Exercise requirements: Search term "spent": please copy every line of the records below that contains it.

Provided data:
PR #1220, opened 2019-02-10
Add import mapping to babel plugin

### LINKED ISSUE #1203: babel-plugin-emotion to support more packages
Hey emotion dev-team. Storybook maintainer here. Got a weird request..
Concerning https://github.com/emotion-js/emotion/tree/master/packages/babel-plugin-emotion

Storybook uses emotion, and it’s great, but we’ve got a conflict:
If a user of storybook is also using emotion (happening more and more) potential conflicts of versions happen. When multiple version of emotion are in 1 frame, it mostly works, but theme contexts get “confused”.

So I came up with a solution so storybook would get control of the version inside itself (and addons) and users are in control of the emotion they are using. And the install of the user’s version would happen where they’d expect.

The solution was to wrap emotion packages by a package called `@storybook/theming`. It also happens to include the default themes.

So when I’m creating emotion components it looks like this:

```
import { styled } from '@storybook/theming';
```

Obviously the babel-plugin-emotion doesn’t detect this, and so it doesn’t do anything. Sad. For the most part it’s OK, except the autoLabel feature is sweeet.
But the babel-plugin is a requirement for certain features it seems. I’m getting this:
```
Component selectors can only be used in conjunction with babel-plugin-emotion
```

So sorry for the long intro.. here’s my question:
What can I do to get `babel-plugin-emotion` to work on 
`import { styled } from '@storybook/theming';` ?

mitchellhamilton:
Closes #1203 

This is just a sketch of what I'm thinking the api should look like right now, implementation coming soon.

cc @ndelangen wdyt of this API? (ignore the naming, it'll change, just the structure)


ndelangen:
Yeah this API would be awesome IMHO!

knpwrs:
I just spent a couple hours trying to solve babel+typescript+`@emotion/styled` before stumbling across this PR. This would be a great addition!

ndelangen:
@mitchellhamilton If you'd be able to spend the time, I'd love to assist with this, maybe do some pair programming. I'd like to learn more about this topic, and assist in the long term maintenance of this feature.

I'm in the Slack channel if you'll let me know when you're working on this, I can possibly assist and learn?

knpwrs:
Is there anything the community can do to help get this through? I think this would greatly improve the usability of Emotion with TypeScript.

ford04:
This also would be really useful with custom styled components that strongly type your app theme like described [here](https://emotion.sh/docs/typescript#define-a-theme). Current situation is that `babel-plugin-emotion` cannot create auto labels for my themed `styled` component so React Dev tools still shows `styled(div)` etc. .

sqal:
> I just spent a couple hours trying to solve babel+typescript+@emotion/styled

@knpwrs I have the same problem, have you found any workaround for this issue? or do we have to wait for this pull request to be merged?

knpwrs:
As far as I can tell we have to wait for this to be merged. My "workaround" for the time being is to just live without the features of the Babel plugin because I happen to value type safety more than the features, though I would love to have both.

mitchellhamilton:
For everyone curious about this, this definitely something we want to add but it's caused me to think about various APIs and optimizations which I'd like to change in emotion which will affect this API so I'd like to make those changes before adding this.

ford04:
Nice to hear that you are on it.
In the mean time I give up having an overview of my styled components in react dev tools 😂

(using themed custom styled)
image

Andarist:
@mitchellhamilton is there anything I could do to help move this forward? including doing other work - you have mentioned you want to prepare the groundwork for some optimizations first, could help with that

mitchellhamilton:
@Andarist I’ve been thinking even more and the changes I mentioned there aren’t things I want to do right now so the next thing to move this forward, the next thing to do is ensure that anything that re-exports jsx also exports `css` from @emotion/core and that the appropriate version of css is used. If you want to submit a PR against this branch, that would be great.

Also, other things that need to happen:
- remove instances option (the import mapping will solve the problem that that option was trying to solve)
- figure out good names for the things in the import mapping option.

Andarist:
@fforres if you want to help with that we would certainly appreciate the help. I was supposed to get to it, but I constantly can't find enough time to dive into it - being preoccupied with other OSS work. If you'd like to help you could join our Slack and ping me so we could discuss the details.

fforres:
Sounds good @Andarist 😄

packages/babel-plugin-emotion/src/index.js
```diff
@@ -22,6 +31,30 @@ let primitivesStyledMacro = createStyledMacro({
   isWeb: false
 })
 
+let transformersSource = {
+  emotion: vanillaTransformers,
+  '@emotion/css': {
+    default: coreCssTransformer
+  },
+  '@emotion/core': {
+    // jsx isn't included here because it's handled differently
```
Andarist: what does it mean that it's handled differently? would be good to point some point of reference or an explanation here

packages/babel-plugin-emotion/src/index.js
```diff
@@ -22,6 +31,30 @@ let primitivesStyledMacro = createStyledMacro({
...
+    css: coreCssTransformer
+    // TODO: maybe write transformers for keyframes and Global
```
Andarist: what could be handled but is not?

packages/babel-preset-css-prop/src/index.js
```diff
@@ -30,8 +30,8 @@ export default (
           sourceMap,
           autoLabel,
           labelFormat,
-          instances,
-          cssPropOptimization: true
+          cssPropOptimization: true,
```
Andarist: out of curiosity - why this even does exist? when one would not like to enable this optimization?

mitchellhamilton: Someone is using another library with a css prop. By default, we'll detect if `jsx` is imported and only do the transform then but that doesn't work with the auto-insertion so we have this option.

packages/babel-plugin-emotion/src/index.js
mitchellhamilton: Minifying styles for keyframes and Global

Andarist: K, seems interesting to me so I'm going to work on those when this PR lands.

ndelangen:
👏👏👏👏👏👏👏👏👏👏👏👏👏

earksiinni:
Has this made its way into the `@emotion/babel-plugin` packages that are currently available on NPM? I'm using `@emotion/babel-plugin@^11.0.0-next.12` and I still have trouble with custom `styled` imports in TS.

Andarist:
Yes, this should have been released quite some time ago under the `next` tag. If you experience any problems please create a repro case and report an issue.

PR #1224, opened 2019-02-11
move babel-plugin-emotion to devDependencies

dcousens:
Unless I have misunderstood


mitchellhamilton:
Thanks for the PR but babel-plugin-emotion has to be a dependency because it’s required by the babel macro

dcousens:
@mitchellhamilton could it be an optional dependency for those who use `'emotion/macro'`?
This dependency brings in the entire babel stack ...

Issue #1059, opened 2018-11-30
The docs have taken a sharp downhill turn with v10


jaredLunde:
The documentation for v10 needs some work. v10 isn't a small API change, it completely changes the way a user has to interact with the library. I have used `emotion` on all of my projects for over a year so it's not like I'm a newb to this library. If it's hard for me to understand just what is going on I can't imagine the hurdle for actual newcomers.

Given the obscure API that comes with this version (`@emotion/core` vs `emotion`, `jsx` as an used import?This pragma is supposed to be more clear/easy to use than a babel plugin? ), it would be nice if each of these new packages had their own documentation, since apparently they're all completely different. As it stands you have them all randomly strewn about with notes like 'you only need this if...'

Grant you I'm coming at this from a place of general negativity because I've disagreed with this direction from the start (gave a thumbs down on your initial proposal for example), but those feelings are compounded by the fact that the migration guide isn't at all clear. It makes suggestions about moving from `emotion` to `@emotion/core` but still says elsewhere in the docs you can still use `emotion`. OK. Well, when should I use each? Why should I use `@emotion/core` over `emotion`? What am I missing out on by not doing so?

I really hope this issue with the docs gets ironed out. I'd help, but clearly I don't understand the API as it is so I don't have anything to offer.  The only concrete suggestions I have are that you create completely separate sites for `emotion` and `@emotion/core` and highlight whatever the differences are somewhere in addition to explaining more clearly what `jsx` is for. Some more clarity about the new `css` prop usage would also be nice.

tkh44:
This is a completely valid criticism. I think we can address a few items to make this better for our users.

- Link to the v9 docs at the top

- Introduction needs to be rewritten and should proabably reflect the docs we had for the old doc site as @staylor mentions above. A simple rundown of the features without all the caveats. We can save those for the detailed docs on the nav bar.

- Remove the ambiguity between the react and non-react versions of emotion. We should have a dedicated doc to the non react version linked on the sidebar.

- #1049 should be merged and the docs should show this as the recommended way to set up the css prop with the manual pragma being the fallback.

	* This will require more explanation for certain cases where it could cause some confusion.

- Any docs referencing previous versions of emotion should be moved to the `migration guide` (e.g. https://emotion.sh/docs/ssr)

- Next.js, Gatsby, and Puppeteer sections from the SSR docs should be their own pages with links directly from the sidebar. This should be done even if, for example, the Next.js docs just say, "It just works".

[...]

PR #1231, opened 2019-02-14
Update readme to clarify that jsx comment and unused import can be removed

cheapsteak:
**What**: Update readme to clarify/assure that the jsx comment and unused import can be removed

**Why**: Spoke with a seasoned dev evaluating switching to SC because "emotion ruined their api" and pointed to the Quickstart code sample. Also this [tweet](https://twitter.com/larsgraubner/status/1095952530180329474) from another developer rightfully frustrated just enough to decide against this. I myself initially was worried about the same thing and took a bit of clicking around to confirm that the scope of change isn't as large as I was worried it'd be

Also in https://github.com/emotion-js/emotion/issues/1059#issuecomment-455013709
> Maybe it's not the right place to ask, but, in v10, is it possible to get rid of `jsx` import?

The jsx pragma cruft is unnecessarily scaring people away

**Checklist**:

- [ ] Documentation NA
- [ ] Tests NA
- [ ] Code complete NA

Somewhat related to https://github.com/emotion-js/emotion/issues/1059

### DIFF
--- a/README.md
+++ b/README.md
@@ -58,7 +58,7 @@ let SomeComponent = props => {
 
 ### Do I Need To Use the Babel Plugin?
 
-The babel plugin is not required, but enables some optimizations and customizations that could be beneficial for your project.
+The babel plugin is not required, but it removes the need for both the `/** @jsx jsx */` comment and the unused jsx import, and enables some optimizations and customizations that could be beneficial for your project.
 
 Look here 👉 _[emotion babel plugin feature table and documentation](https://github.com/emotion-js/emotion/tree/master/packages/babel-plugin-emotion)_
 


cheapsteak:
Thanks for the review/approval!
image
Netlify integrations failing, is this something I can resolve on my end?

README.md
```diff
@@ -58,7 +58,7 @@ let SomeComponent = props => {
 
 ### Do I Need To Use the Babel Plugin?
 
-The babel plugin is not required, but enables some optimizations and customizations that could be beneficial for your project.
+The babel plugin is not required, but it removes the need for both the `/** @jsx jsx */` comment and the unused jsx import, and enables some optimizations and customizations that could be beneficial for your project.
```
mitchellhamilton: This isn’t true of the babel plugin, it’s only not necessary when using @emotion/babel-preset-css-prop.

cheapsteak: Ah good catch
Since the preset includes the plugin, would it make sense to replace this line to reference the preset instead?

cheapsteak: Maybe something like image ? 

Still linking to the plugin because the readme for the preset doesn't contain the feature table. Perhaps it'd make sense to extract that out into a separate md file?

PR #1240, opened 2019-02-23
Add labels for function declarations

mitchellhamilton:
**What**:
Add labels for function declarations

**Why**:
So that function components using the css prop written as function declarations get labels. Currently this generally already works because of the stack trace parsing but there are cases when it will not work, e.g. bundlers rename variables for module concatenation or etc. so this means even in those cases it will still work. The one potential problem is that it will add labels anytime a css call(or css prop ) is used inside a function declaration which could be annoying for css calls inside utility functions. Maybe the solution could be to only add labels if the name for a function is in pascal case(so it's very likely a react component)? Thoughts?

**How**:

**Checklist**:

- [ ] Documentation
- [ ] Tests
- [ ] Code complete

### DIFF
--- a/packages/babel-plugin-emotion/__tests__/__fixtures__/function-declaration.js
+++ b/packages/babel-plugin-emotion/__tests__/__fixtures__/function-declaration.js
@@ -1,0 +1,13 @@
+// @flow
+import * as React from 'react'
+import { jsx } from '@emotion/core'
+
+function Logo(props) {
+  return (
+    <a
+      css={{
+        display: 'block'
+      }}
+    />
+  )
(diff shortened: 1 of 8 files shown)


Andarist:
> Maybe the solution could be to only add labels if the name for a function is in pascal case(so it's very likely a react component)? Thoughts?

Answer for the task:
I just spent a couple hours trying to solve babel+typescript+`@emotion/styled` before stumbling across this PR. This would be a great addition!
> I just spent a couple hours trying to solve babel+typescript+@emotion/styled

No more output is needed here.